Search This Blog

Showing posts with label Webcams. Show all posts

Adorcam Leaks Thousands of Webcam Accounts

 

A webcam application installed by a huge number of clients left an uncovered database loaded with client information on the internet without a password. The Elasticsearch database belonged to Adorcam, an application for viewing and controlling a few webcam models including Zeeporte and Umino cameras. Security researcher Justin Paine found the data exposure and reached Adorcam, which secured the database. Adorcam application is specially built for the P2P IP camera series. The clients just need to enter the camera ID and password to watch real-time video from any bought IP camera on their cell phone and no complicated IP or router settings are required. 

Paine said in a blog post shared, that the database contained around 124 million rows of information for the several thousand clients, and included live insights concerning the webcam —, for example, its location, whether the microphone was active, and the name of the WiFi network that the camera is connected to — and information about the webcam owner, such as email addresses. Paine additionally discovered proof of the camera uploading captured stills from the webcam to the application's cloud, however, he was unable to confirm since the links had expired. 

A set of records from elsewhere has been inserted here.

PR #240, opened 2020-07-31
Fix depend for boost date-time

ruffsl:
Fixes: https://github.com/ros-planning/moveit2/issues/239

### DIFF
--- a/moveit_ros/benchmarks/CMakeLists.txt
+++ b/moveit_ros/benchmarks/CMakeLists.txt
@@ -17,7 +17,7 @@ endif()
 
 find_package(ament_cmake REQUIRED)
 find_package(rclcpp REQUIRED)
-find_package(Boost REQUIRED filesystem)
+find_package(Boost REQUIRED date_time filesystem)
 find_package(tf2_eigen REQUIRED)
 find_package(moveit_ros_planning REQUIRED)
 # TODO(YuYan): uncomment after porting moveit_ros_warehouse
--- a/moveit_ros/benchmarks/package.xml
+++ b/moveit_ros/benchmarks/package.xml
@@ -17,12 +17,19 @@
 
   <buildtool_depend>ament_cmake</buildtool_depend>
 
+  <build_depend>libboost-dev</build_depend>
+  <build_depend>libboost-date-time-dev</build_depend>
+  <build_depend>libboost-filesystem-dev</build_depend>
+
   <depend>moveit_ros_planning</depend>
   <!-- TODO(YuYan): uncomment after porting moveit_ros_warehouse -->
   <!-- <depend>moveit_ros_warehouse</depend> -->
   <depend>rclcpp</depend>
   <depend>tf2_eigen</depend>
   <depend version_gte="1.11.2">pluginlib</depend>
+
+  <exec_depend>libboost-date-time</exec_depend>
+  <exec_depend>libboost-filesystem</exec_depend>
 
   <export>
     <build_type>ament_cmake</build_type>


ruffsl:
Not sure though if `build_export_depend` is needed for any of the boost components.

moveit_ros/benchmarks/package.xml
```diff
@@ -17,13 +17,20 @@
 
   <buildtool_depend>ament_cmake</buildtool_depend>
 
+  <build_depend>libboost-dev</build_depend>
+  <build_depend>libboost-date-time-dev</build_depend>
```
henningkayser, line 21: Instead of referencing these packages explicitly, I think we should just use `<depend>boost</depend>` (for libboost-all-dev) just as with `moveit_core`.

moveit_ros/benchmarks/CMakeLists.txt
```diff
@@ -17,7 +17,7 @@ endif()
 
 find_package(ament_cmake REQUIRED)
 find_package(rclcpp REQUIRED)
-find_package(Boost REQUIRED filesystem)
```
henningkayser, line 20: Is this required by a change in the boost lib or is this something that might have to be fixed for MoveIt 1 as well?

henningkayser:
> Not sure though if `build_export_depend` is needed for any of the boost components.

I think exporting boost components doesn't work like that, unfortunately.

moveit_ros/benchmarks/package.xml
gavanderhoorn: The point I believe of these changes is actually do *reduce* the size of dependencies. The `boost` key is almost a wildcard when it comes to Boost dependencies, dragging up to 700MB+ of additional (and often unnecessary) dependencies.

See [Generating ‘dev’ and runtime artefacts from ROS packages](https://discourse.ros.org/t/generating-dev-and-runtime-artefacts-from-ros-packages/12448) for some context.

henningkayser: I see, in general it's definitely much better to include all dependencies explicitly, but then I think we should fix this for all packages (including upstream, i.e. ompl) and for MoveIt 1/2 the same way.

henningkayser: > See [Generating ‘dev’ and runtime artefacts from ROS packages](https://discourse.ros.org/t/generating-dev-and-runtime-artefacts-from-ros-packages/12448) for some context.

Thanks, very interesting findings!

Any reasons to not consolidate build/exec depends in a single `<depend>` tag?

gavanderhoorn: > Any reasons to not consolidate build/exec depends in a single `<depend>` tag?

I don't understand your question.

Aren't the reasons to use fine-grained permissions discussed in the thread I (and you) link to?

henningkayser: Well, the major improvement seems to be coming from not using boost-all, dev/non-dev separation seems to only really come into play when creating dev/non-dev ROS packages (which would be a great thing to do eventually). I'm all in favor of specifying dependencies as accurate (or minimal) as possible, but then I would prefer a more coordinated refactoring for all repos/branches.

gavanderhoorn: Taking small steps is probably more feasible though.

moveit_ros/benchmarks/CMakeLists.txt
ruffsl: I'm not sure, I only encountered https://github.com/ros-planning/moveit2/issues/239 if `date_time` boost component was not explicitly declared. @mikaelarguedas hinted to me that this was the cause before.

moveit_ros/benchmarks/package.xml
ruffsl: I'm all for being explicit with dependencies and smaller install footprints.

PR #247, opened 2020-08-14
Update demo launch files to use the new moveit_resources layout

JafarAbdi:
See https://github.com/ros-planning/moveit_resources/pull/41, we should also sync this PR https://github.com/ros-planning/moveit/pull/2199

### DIFF
--- a/moveit_demo_nodes/run_moveit_cpp/src/run_moveit_cpp.cpp
+++ b/moveit_demo_nodes/run_moveit_cpp/src/run_moveit_cpp.cpp
@@ -94,7 +94,7 @@ public:
 
     // Set joint state goal
     RCLCPP_INFO(LOGGER, "Set goal");
-    arm.setGoal("home");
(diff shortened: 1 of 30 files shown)


moveit_demo_nodes/run_moveit_cpp/src/run_moveit_cpp.cpp
```diff
@@ -94,7 +94,9 @@ class MoveItCppDemo
 
     // Set joint state goal
     RCLCPP_INFO(LOGGER, "Set goal");
-    arm.setGoal("home");
+    auto robot_state = *moveit_cpp_->getCurrentState();
```
JafarAbdi, line 97: Since we removed the `home` pose, I used a robot state to set the goal

henningkayser: I switched it to the extended pose

PR #249, opened 2020-08-17
Fix performance-unnecessary-copy-initialization

henningkayser:


henningkayser:
This should be squash-merged

PR #254, opened 2020-08-24
[maint] branch of moveit2 on repos file for eloquent branch

tylerjw:
### Description

fixes the branch for moveit2 on eloquent branch to point to eloquent branch


henningkayser (approved):
Of course this should be fixed. Also, eloquent doesn't support the new `moveit_resources` structure yet. So we should either backport #247 or fix the commit hash.

henningkayser:
Already merged with https://github.com/ros-planning/moveit2/pull/291

PR #1048, opened 2022-01-29
Don't cache docker builds

tylerjw:
### Description

Disable cache in docker builds.  Pushed into the main repo to rebuild docker image with secrets.

I believe this is the reason the hybrid planner test is failing on main.  We were caching the docker builds and the ros2_control packages were still in /opt/ros in the docker images even though we added them to our repos file.


vatanaksoytezer (approved):
This PR will make docker built without caching always. I am not too worried for that honestly as it only saves a few minutes in an action that only runs on schedule and pushes to main.

PR #1050, opened 2022-01-31
Fix race condition in SynchronizedStringParameter::waitForMessage

corycrean:
- Add a test for RDFLoader where the node is spinning in a different thread.
- Detach the thread.
- Create a new node in SynchronizedStringParameter and use it to create subscriptions.

### Description

This PR addresses the issue in https://github.com/ros-planning/moveit2_tutorials/pull/262 where the robot model can't be loaded.  It also represents an improvement on https://github.com/ros-planning/moveit2/pull/1039.  The implementation in https://github.com/ros-planning/moveit2/pull/1039 only worked in the case where `node_` was spinning in a separate thread, and failed when `node_` was not spinning.  The original implementation worked well when `node_` was not spinning, but had a race condition when it was spinning.

`SynchronizedStringParameter` has no control over whether or not `node_` is spinning, so in this PR I created a new node in `SynchronizedStringParamater::waitForMessage`, and used it to create a subscription.  This way, the race condition is eliminated, and we can be sure that `temp_node` isn't spinning.

### Checklist

### DIFF
--- a/moveit_ros/planning/rdf_loader/src/synchronized_string_parameter.cpp
+++ b/moveit_ros/planning/rdf_loader/src/synchronized_string_parameter.cpp
@@ -119,7 +119,8 @@ bool SynchronizedStringParameter::shouldPublish()
 
 bool SynchronizedStringParameter::waitForMessage(const rclcpp::Duration timeout)
 {
-  string_subscriber_ = node_->create_subscription<std_msgs::msg::String>(
+  auto temp_node = std::make_shared<rclcpp::Node>("synchronized_string_parameter");
+  string_subscriber_ = temp_node->create_subscription<std_msgs::msg::String>(
       name_, rclcpp::QoS(1).transient_local().reliable(),
       std::bind(&SynchronizedStringParameter::stringCallback, this, std::placeholders::_1));
 
--- a/moveit_ros/planning/rdf_loader/src/synchronized_string_parameter.cpp
+++ b/moveit_ros/planning/rdf_loader/src/synchronized_string_parameter.cpp
@@ -119,7 +119,7 @@ bool SynchronizedStringParameter::shouldPublish()
 
 bool SynchronizedStringParameter::waitForMessage(const rclcpp::Duration timeout)
 {
-  auto temp_node = std::make_shared<rclcpp::Node>("synchronized_string_parameter");
+  auto const temp_node = std::make_shared<rclcpp::Node>("synchronized_string_parameter");
   string_subscriber_ = temp_node->create_subscription<std_msgs::msg::String>(
       name_, rclcpp::QoS(1).transient_local().reliable(),
       std::bind(&SynchronizedStringParameter::stringCallback, this, std::placeholders::_1));
--- a/moveit_ros/planning/rdf_loader/src/synchronized_string_parameter.cpp
+++ b/moveit_ros/planning/rdf_loader/src/synchronized_string_parameter.cpp
@@ -119,7 +119,7 @@ bool SynchronizedStringParameter::shouldPublish()
 
 bool SynchronizedStringParameter::waitForMessage(const rclcpp::Duration timeout)
 {
-  std::string const nd_name = std::string(node_->get_name()).append("_ssp_").append(name_);
+  auto const nd_name = std::string(node_->get_name()).append("_ssp_").append(name_);
   auto const temp_node = std::make_shared<rclcpp::Node>(nd_name);
   string_subscriber_ = temp_node->create_subscription<std_msgs::msg::String>(
       name_, rclcpp::QoS(1).transient_local().reliable(),
--- a/moveit_ros/planning/rdf_loader/src/synchronized_string_parameter.cpp
+++ b/moveit_ros/planning/rdf_loader/src/synchronized_string_parameter.cpp
@@ -119,7 +119,8 @@ bool SynchronizedStringParameter::shouldPublish()
 
 bool SynchronizedStringParameter::waitForMessage(const rclcpp::Duration timeout)
 {
-  auto const temp_node = std::make_shared<rclcpp::Node>("synchronized_string_parameter");
+  std::string const nd_name = std::string(node_->get_name()).append("_ssp_").append(name_);
+  auto const temp_node = std::make_shared<rclcpp::Node>(nd_name);
   string_subscriber_ = temp_node->create_subscription<std_msgs::msg::String>(
       name_, rclcpp::QoS(1).transient_local().reliable(),
       std::bind(&SynchronizedStringParameter::stringCallback, this, std::placeholders::_1));
--- a/moveit_ros/planning/rdf_loader/test/test_rdf_integration.cpp
+++ b/moveit_ros/planning/rdf_loader/test/test_rdf_integration.cpp
@@ -66,6 +66,29 @@ TEST(RDFIntegration, topic_based)
   EXPECT_EQ("gonzo", loader.getSRDF()->getName());
 }
 
+TEST(RDFIntegration, executor)
+{
+  rclcpp::Node::SharedPtr node = std::make_shared<rclcpp::Node>("executor");
+
+  // Create a thread to spin an Executor.
+  std::promise<void> promise;
+  auto shared_future = promise.get_future().share();
+  auto thread = std::thread([node, shared_future]() {
+    rclcpp::executors::SingleThreadedExecutor executor;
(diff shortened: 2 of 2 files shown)


moveit_ros/planning/rdf_loader/src/synchronized_string_parameter.cpp
```diff
@@ -119,7 +119,8 @@ bool SynchronizedStringParameter::shouldPublish()
 
 bool SynchronizedStringParameter::waitForMessage(const rclcpp::Duration timeout)
 {
-  string_subscriber_ = node_->create_subscription<std_msgs::msg::String>(
+  auto temp_node = std::make_shared<rclcpp::Node>("synchronized_string_parameter");
+  string_subscriber_ = temp_node->create_subscription<std_msgs::msg::String>(
```
tylerjw, line 123: Two things, this should probably be a const variable.  Secondly, I am worried about name collisions with that name.  I tried to find documentation on if there is some way to get a unique random name in ros with something like what you can do with topics.  I couldn't find any documentation on that.

```suggestion
  auto const temp_node = std::make_shared<rclcpp::Node>("synchronized_string_parameter");
  string_subscriber_ = temp_node->create_subscription<std_msgs::msg::String>(
```

tylerjw (commented):
This generally looks like a much nicer solution than the other one as it fixes the race condition by removing the precondition on the passed-in node.  Should the node be removed from the interface for RDFLoader or is it used for something else?

moveit_ros/planning/rdf_loader/src/synchronized_string_parameter.cpp
corycrean: ROS 1 had a way to create an "anonymous node," but I don't see a way to do it in ROS 2.  But I changed the name to something more unique.

corycrean:
The SynchronizedStringParameter still needs the node in order to check if the string it's looking for was specified as a parameter, and to (optionally) publish it on a new topic.

moveit_ros/planning/rdf_loader/src/synchronized_string_parameter.cpp
```diff
@@ -119,7 +119,9 @@ bool SynchronizedStringParameter::shouldPublish()
 
 bool SynchronizedStringParameter::waitForMessage(const rclcpp::Duration timeout)
 {
-  string_subscriber_ = node_->create_subscription<std_msgs::msg::String>(
+  std::string const nd_name = std::string(node_->get_name()).append("_ssp_").append(name_);
```
tylerjw, line 122: Use auto, you don't need to specify that this is a string twice on the same line.

```suggestion
  auto const nd_name = std::string(node_->get_name()).append("_ssp_").append(name_);
```

moveit_ros/planning/rdf_loader/test/test_rdf_integration.cpp
```diff
@@ -66,6 +66,28 @@ TEST(RDFIntegration, topic_based)
...
+  rclcpp::Node::SharedPtr node = std::make_shared<rclcpp::Node>("executor");
+
+  // Create a thread to spin an Executor.
+  std::promise<void> promise;
+  auto shared_future = promise.get_future().share();
+  std::thread([node, shared_future]() {
+    rclcpp::executors::SingleThreadedExecutor executor;
+    executor.add_node(node);
+    executor.spin_until_future_complete(shared_future, std::chrono::seconds(10));
+  }).detach();
```
tylerjw, line 80: Is there a reason you detach this thread instead of joining with it after you set the value of the promise?  Also, you can move the initialization of the shared future into the capture if you'd like as you don't need it outside of the lambda.

```suggestion
  std::thread([node, shared_future = promise.get_future().share()]() {
    rclcpp::executors::SingleThreadedExecutor executor;
    executor.add_node(node);
    executor.spin_until_future_complete(shared_future, std::chrono::seconds(10));
  }).detach();
```

tylerjw: After reading more about it, using detach is just fine.  There really is no difference and using it here simplifies the test which is nice.

moveit_ros/planning/rdf_loader/test/test_rdf_integration.cpp
```diff
@@ -66,6 +66,28 @@ TEST(RDFIntegration, topic_based)
   EXPECT_EQ("gonzo", loader.getSRDF()->getName());
 }
 
+TEST(RDFIntegration, executor)
+{
+  rclcpp::Node::SharedPtr node = std::make_shared<rclcpp::Node>("executor");
```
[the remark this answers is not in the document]
corycrean: The promise and future should have been removed.  I was switching from `spin_until_future_complete` to `detach` and I didn't finish cleaning up.

moveit_ros/planning/rdf_loader/test/test_rdf_integration.cpp
```diff
@@ -66,6 +66,25 @@ TEST(RDFIntegration, topic_based)
...
+    executor.add_node(node);
+    executor.spin();
+  }).detach();
+
+  rdf_loader::RDFLoader loader(node, "topic_description");
+
+  ASSERT_NE(nullptr, loader.getURDF());
+  EXPECT_EQ("gonzo", loader.getURDF()->name_);
+  ASSERT_NE(nullptr, loader.getSRDF());
+  EXPECT_EQ("gonzo", loader.getSRDF()->getName());
```
tylerjw, line 85: Would you mind adding some comments in this format:

```
// RDFLoader should <describe behavior at a high level>
// GIVEN <precondition>
// WHEN <the thing you do in the test>
// THEN <what you expect to be true>
```

moveit_ros/planning/rdf_loader/test/test_rdf_integration.cpp
```diff
@@ -66,6 +66,30 @@ TEST(RDFIntegration, topic_based)
   EXPECT_EQ("gonzo", loader.getSRDF()->getName());
 }
 
+// RDFLoader should successfully load URDF and SRDF strings from a ROS topic when the node that is passed to it is
+// spinning.
+// GIVEN a node that has been added to an executor that is spinning on another thread
+// WHEN the RDFLoader is created
+// THEN the RDFLoader should return non-null values for the URDF and SRDF model.
```
tylerjw, line 73: I'm sorry to keep asking for changes but can you put these comments in the body of the test.  The first two lines go at the beginning and the WHEN and THEN lines go right before the respective parts.

moveit_ros/planning/rdf_loader/test/test_rdf_integration.cpp
```diff
@@ -66,6 +66,30 @@ TEST(RDFIntegration, topic_based)
...
+    executor.spin();
+  }).detach();
+
+  rdf_loader::RDFLoader loader(node, "topic_description");
+
+  ASSERT_NE(nullptr, loader.getURDF());
+  EXPECT_EQ("gonzo", loader.getURDF()->name_);
+  ASSERT_NE(nullptr, loader.getSRDF());
+  EXPECT_EQ("gonzo", loader.getSRDF()->getName());
+}
```
tylerjw, line 91:
```suggestion
TEST(RDFIntegration, executor)
{
  // RDFLoader should successfully load URDF and SRDF strings from a ROS topic when the node that is 
  // passed to it is spinning.
  // GIVEN a node that has been added to an executor that is spinning on another thread
  rclcpp::Node::SharedPtr node = std::make_shared<rclcpp::Node>("executor");

  // Create a thread to spin an Executor.
  std::thread([node]() {
    rclcpp::executors::SingleThreadedExecutor executor;
    executor.add_node(node);
    executor.spin();
  }).detach();

  // WHEN the RDFLoader is created
  rdf_loader::RDFLoader loader(node, "topic_description");

  // THEN the RDFLoader should return non-null values for the URDF and SRDF model.
  ASSERT_NE(nullptr, loader.getURDF());
  EXPECT_EQ("gonzo", loader.getURDF()->name_);
  ASSERT_NE(nullptr, loader.getSRDF());
  EXPECT_EQ("gonzo", loader.getSRDF()->getName());
}
```

tylerjw: note that I did not run the formatted on this... I don't know if I got the line lengths right.  I was just trying to make it more clear where I would like the comments.

tylerjw (approved):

He likewise discovered hardcoded credentials in the database for the application's MQTT server, a lightweight messaging protocol often used in internet-connected devices. Paine didn't test the credentials (as doing so would be unlawful in the U.S.), yet alerted the application creator about the vulnerability, who at that point changed the password. Paine checked that the database was updated live by signing up with a new account and looking for his data in the database. Albeit the information was restricted in sensitivity, Paine cautioned that a malevolent hacker could create persuading phishing emails, or utilize the data for extortion. 

In his report on the matter, Paine pointed out that the data contained in the database distinguished between Adorcam's Chinese clients and its clients outside of China, saying, “One interesting detail about this database was that the user information was split between Chinese users and "abroad" users. For example: request_adorcam_cn_user vs. such as request_adorcam_abroad_user. Adorcam almost certainly has breach disclosure obligations based on what appeared to be a global user base. If they had users within the EU they absolutely have an obligation.”

Flaw in Zoom app could allow Mac webcams to be hacked

Jonathan Leitschuh, a US-based security researcher on Monday had publicly disclosed a major zero-day vulnerability in the Zoom video conferencing software. Leitschuh had demonstrated that any website can start a video-enabled call through the Zoom software on a Mac with the help of a web server which gets installed by the Zoom app.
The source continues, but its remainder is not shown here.